==== DATASET EXCERPTS
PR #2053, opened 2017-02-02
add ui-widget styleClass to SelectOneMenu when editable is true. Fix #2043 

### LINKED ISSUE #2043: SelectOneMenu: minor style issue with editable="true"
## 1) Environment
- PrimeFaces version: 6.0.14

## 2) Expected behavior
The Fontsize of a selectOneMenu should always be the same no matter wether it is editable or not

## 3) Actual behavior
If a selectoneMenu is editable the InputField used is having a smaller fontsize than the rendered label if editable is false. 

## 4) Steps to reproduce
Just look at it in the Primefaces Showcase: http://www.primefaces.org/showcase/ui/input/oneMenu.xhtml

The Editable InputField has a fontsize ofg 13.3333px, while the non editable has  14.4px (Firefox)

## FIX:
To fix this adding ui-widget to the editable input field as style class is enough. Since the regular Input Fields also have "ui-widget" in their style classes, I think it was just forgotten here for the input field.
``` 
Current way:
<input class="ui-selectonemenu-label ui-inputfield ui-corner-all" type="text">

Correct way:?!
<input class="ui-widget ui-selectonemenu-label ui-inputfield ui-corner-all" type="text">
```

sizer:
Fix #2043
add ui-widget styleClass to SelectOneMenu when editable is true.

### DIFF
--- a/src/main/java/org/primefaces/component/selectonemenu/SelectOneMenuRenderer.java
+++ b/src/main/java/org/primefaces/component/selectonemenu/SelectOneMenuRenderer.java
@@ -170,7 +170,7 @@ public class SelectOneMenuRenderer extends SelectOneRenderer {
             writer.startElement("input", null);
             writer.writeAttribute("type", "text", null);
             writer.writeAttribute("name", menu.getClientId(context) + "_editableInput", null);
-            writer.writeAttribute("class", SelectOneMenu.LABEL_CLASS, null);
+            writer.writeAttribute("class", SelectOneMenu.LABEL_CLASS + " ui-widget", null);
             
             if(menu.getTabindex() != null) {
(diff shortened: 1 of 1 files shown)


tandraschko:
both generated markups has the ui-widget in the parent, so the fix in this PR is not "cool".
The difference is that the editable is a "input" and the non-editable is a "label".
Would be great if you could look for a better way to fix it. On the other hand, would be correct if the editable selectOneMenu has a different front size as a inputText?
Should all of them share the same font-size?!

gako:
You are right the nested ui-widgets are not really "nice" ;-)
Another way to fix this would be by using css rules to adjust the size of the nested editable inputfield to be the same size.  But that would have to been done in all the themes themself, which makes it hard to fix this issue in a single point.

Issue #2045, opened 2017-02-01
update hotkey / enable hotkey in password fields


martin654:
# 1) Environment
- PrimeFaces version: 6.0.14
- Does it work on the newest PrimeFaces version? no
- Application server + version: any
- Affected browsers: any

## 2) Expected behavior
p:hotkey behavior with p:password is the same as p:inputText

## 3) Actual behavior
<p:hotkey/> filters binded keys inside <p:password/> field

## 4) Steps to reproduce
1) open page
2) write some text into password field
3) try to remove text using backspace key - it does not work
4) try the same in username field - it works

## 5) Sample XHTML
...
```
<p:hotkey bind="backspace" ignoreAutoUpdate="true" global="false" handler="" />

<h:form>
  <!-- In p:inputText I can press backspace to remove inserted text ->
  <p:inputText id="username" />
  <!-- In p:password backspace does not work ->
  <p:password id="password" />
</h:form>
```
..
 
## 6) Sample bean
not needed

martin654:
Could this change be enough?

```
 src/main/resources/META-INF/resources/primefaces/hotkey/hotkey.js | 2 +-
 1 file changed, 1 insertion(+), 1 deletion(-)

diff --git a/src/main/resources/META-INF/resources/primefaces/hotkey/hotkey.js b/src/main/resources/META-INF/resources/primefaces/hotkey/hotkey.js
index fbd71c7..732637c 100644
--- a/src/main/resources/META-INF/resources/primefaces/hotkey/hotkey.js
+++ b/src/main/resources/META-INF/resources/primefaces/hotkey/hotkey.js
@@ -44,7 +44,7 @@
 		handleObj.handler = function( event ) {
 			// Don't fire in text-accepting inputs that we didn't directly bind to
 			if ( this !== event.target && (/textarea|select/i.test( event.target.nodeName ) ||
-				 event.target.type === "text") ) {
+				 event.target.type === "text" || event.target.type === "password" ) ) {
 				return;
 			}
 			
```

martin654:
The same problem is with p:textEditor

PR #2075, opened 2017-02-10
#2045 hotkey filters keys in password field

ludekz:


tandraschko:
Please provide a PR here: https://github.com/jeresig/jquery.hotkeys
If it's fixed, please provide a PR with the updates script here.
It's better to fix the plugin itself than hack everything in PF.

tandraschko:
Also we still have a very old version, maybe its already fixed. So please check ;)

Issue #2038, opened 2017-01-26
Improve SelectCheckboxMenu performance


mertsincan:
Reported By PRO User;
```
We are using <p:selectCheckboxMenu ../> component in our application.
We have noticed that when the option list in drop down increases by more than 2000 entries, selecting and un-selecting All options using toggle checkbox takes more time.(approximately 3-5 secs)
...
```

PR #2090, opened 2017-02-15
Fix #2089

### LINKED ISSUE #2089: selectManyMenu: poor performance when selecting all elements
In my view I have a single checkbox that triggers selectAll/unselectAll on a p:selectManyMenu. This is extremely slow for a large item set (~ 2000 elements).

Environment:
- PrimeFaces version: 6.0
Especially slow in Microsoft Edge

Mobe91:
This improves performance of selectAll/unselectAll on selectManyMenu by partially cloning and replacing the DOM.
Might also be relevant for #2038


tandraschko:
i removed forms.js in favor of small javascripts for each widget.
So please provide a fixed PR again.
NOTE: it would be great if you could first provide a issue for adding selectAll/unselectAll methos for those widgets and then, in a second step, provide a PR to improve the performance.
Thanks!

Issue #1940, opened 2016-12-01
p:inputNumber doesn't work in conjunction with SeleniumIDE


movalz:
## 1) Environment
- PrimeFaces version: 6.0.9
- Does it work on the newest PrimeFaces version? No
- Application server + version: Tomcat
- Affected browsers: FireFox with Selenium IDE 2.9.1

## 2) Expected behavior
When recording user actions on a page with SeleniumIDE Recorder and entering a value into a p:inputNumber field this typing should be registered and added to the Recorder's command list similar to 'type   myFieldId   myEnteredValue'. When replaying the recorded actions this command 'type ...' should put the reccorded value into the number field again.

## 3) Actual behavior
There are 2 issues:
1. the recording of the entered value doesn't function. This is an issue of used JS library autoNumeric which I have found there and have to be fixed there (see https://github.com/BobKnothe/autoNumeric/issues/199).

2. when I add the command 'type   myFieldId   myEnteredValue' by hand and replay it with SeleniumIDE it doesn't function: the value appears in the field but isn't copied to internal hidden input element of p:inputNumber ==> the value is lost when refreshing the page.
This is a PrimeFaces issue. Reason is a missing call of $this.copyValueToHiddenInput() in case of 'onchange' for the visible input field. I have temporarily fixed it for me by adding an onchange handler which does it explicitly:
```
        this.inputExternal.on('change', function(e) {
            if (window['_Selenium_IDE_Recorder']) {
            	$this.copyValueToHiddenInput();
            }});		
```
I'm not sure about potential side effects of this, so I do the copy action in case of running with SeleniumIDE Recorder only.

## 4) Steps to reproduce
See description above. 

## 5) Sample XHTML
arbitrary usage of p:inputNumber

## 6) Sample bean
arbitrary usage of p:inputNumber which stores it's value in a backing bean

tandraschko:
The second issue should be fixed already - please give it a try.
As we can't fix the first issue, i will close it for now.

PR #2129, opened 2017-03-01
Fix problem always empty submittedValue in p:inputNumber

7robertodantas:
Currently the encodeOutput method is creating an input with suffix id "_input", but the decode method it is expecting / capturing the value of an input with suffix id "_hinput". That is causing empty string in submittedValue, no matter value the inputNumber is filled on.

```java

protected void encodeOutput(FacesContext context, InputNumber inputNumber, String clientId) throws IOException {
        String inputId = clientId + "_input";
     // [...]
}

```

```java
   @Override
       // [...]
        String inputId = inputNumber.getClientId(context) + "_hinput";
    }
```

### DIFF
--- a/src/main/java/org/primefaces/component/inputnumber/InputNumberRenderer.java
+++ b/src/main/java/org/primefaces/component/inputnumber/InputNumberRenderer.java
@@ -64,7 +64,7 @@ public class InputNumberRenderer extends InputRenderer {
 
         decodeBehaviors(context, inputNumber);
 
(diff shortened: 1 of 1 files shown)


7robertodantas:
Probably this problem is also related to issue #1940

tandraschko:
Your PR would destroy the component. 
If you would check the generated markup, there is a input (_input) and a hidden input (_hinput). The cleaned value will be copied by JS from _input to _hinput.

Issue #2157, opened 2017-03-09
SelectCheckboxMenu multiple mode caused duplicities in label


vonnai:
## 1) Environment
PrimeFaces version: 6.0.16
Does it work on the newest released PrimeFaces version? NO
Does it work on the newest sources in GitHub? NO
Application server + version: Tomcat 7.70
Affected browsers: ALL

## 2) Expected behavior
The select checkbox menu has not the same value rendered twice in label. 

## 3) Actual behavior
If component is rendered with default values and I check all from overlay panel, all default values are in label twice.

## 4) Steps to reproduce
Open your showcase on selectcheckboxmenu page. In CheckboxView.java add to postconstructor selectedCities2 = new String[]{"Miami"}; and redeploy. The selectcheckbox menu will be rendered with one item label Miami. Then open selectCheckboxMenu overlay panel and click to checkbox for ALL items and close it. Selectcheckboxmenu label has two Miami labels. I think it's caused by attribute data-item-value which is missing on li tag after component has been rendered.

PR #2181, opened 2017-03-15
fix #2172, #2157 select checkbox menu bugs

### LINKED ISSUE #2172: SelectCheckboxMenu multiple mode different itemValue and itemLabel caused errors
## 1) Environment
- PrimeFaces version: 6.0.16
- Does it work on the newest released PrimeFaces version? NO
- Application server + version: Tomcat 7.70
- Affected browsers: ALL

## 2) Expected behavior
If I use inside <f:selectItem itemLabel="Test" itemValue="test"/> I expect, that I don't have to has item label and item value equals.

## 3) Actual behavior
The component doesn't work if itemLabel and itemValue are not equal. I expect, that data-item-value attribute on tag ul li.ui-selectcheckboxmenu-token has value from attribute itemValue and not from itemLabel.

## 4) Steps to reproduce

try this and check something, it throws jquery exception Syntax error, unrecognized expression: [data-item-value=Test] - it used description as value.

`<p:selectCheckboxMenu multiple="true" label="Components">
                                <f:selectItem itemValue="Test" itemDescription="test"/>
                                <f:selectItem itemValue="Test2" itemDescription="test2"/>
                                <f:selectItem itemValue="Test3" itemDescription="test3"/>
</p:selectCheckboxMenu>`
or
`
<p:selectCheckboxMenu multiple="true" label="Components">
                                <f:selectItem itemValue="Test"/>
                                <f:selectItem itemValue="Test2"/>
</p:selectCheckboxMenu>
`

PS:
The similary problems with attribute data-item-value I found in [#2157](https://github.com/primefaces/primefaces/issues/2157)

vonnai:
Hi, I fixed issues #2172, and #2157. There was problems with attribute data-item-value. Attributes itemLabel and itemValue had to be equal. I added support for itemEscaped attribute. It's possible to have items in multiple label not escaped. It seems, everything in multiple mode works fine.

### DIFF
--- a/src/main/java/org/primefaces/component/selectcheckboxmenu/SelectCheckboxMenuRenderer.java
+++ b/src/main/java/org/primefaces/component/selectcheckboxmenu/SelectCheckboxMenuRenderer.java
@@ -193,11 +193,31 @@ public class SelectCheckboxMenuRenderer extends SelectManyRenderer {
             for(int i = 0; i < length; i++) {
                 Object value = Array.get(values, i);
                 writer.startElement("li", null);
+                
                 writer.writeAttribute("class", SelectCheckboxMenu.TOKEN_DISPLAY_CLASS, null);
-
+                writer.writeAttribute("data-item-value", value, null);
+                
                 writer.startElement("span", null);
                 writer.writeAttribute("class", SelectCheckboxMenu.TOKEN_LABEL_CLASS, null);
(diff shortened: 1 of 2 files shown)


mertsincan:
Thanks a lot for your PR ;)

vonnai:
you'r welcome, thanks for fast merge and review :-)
========
Each line in the listing where the word "context" is found is to be copied.

TASK RESULT
             writer.writeAttribute("name", menu.getClientId(context) + "_editableInput", null);
protected void encodeOutput(FacesContext context, InputNumber inputNumber, String clientId) throws IOException {
        String inputId = inputNumber.getClientId(context) + "_hinput";
         decodeBehaviors(context, inputNumber);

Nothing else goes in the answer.